5. Questions About The Future

Three emerging trends in religious organizations call for special comment. The first concern settlers in countries of large-scale immigration who seek to establish their own faith communities or congregations (see Warner and Wittner 1998). How far will these communities conform with prevailing forms of religious organization in their new setting? How far will their forms of organization come under pressure to meet the criteria laid down by stage agencies if they wish to deliver health, welfare, or educational services? And to what extent will their forms of organization influence longer established religious groups?

The second concerns the effect of new information technologies on the capacity of religious organizations to extend their influence to virtually all parts of the world. Will satellite broadcasting, video recordings, and the Internet increase competition between religious organizations? And will they cultivate a globally standardized form of these organizations?

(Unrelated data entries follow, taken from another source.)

PR #319, opened 2020-05-19
Allocate larger buffer for write operations in NFS4

dmeister:
The NFS4 pwrite operations contains a memory corruption if a write
is large than 4KB. The reason is that the buffer allocated within
nfs4_compund_async has a size of 4K and it does not account
for the size of the write buffer. To fix this the patch
padds a rpc_allocate_ndu2 function which an additional parameter
as an extra hint for the allocation.


sahlberg:
Merged. thanks!

PR #323, opened 2020-06-04
Implement mount_getexports_timeout

peak3d:
When calling mount_getexport on an unavaible source, especially using windows with default system tcp timeout values lead to very long waiting period.

Because of this Kodi plans to support user defined nfs timeout, which already works fine for all operations using rpc_settimeout(). Timeout in mount_getexports does not work, because wait_for_reply() does not respect the timeout value.

This PR implements a new export function mount_getexports_timeout which is nearly identical to mount_getexports() but let you pass a timeout value as second parameter.


sahlberg:
Merged, thanks.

The third emerging trend is for the appeal of ‘special purpose’ agencies to cut across the boundaries between Christian congregations and between denominations in the USA, thereby making ideological differences within religious organizations more challenging than the differences between these organizations (see Wuthnow 1988). Is there evidence of this kind of restructuring in other world religions? Does this repositioning of organizational ‘fault lines’ facilitate or hinder transnational religious developments?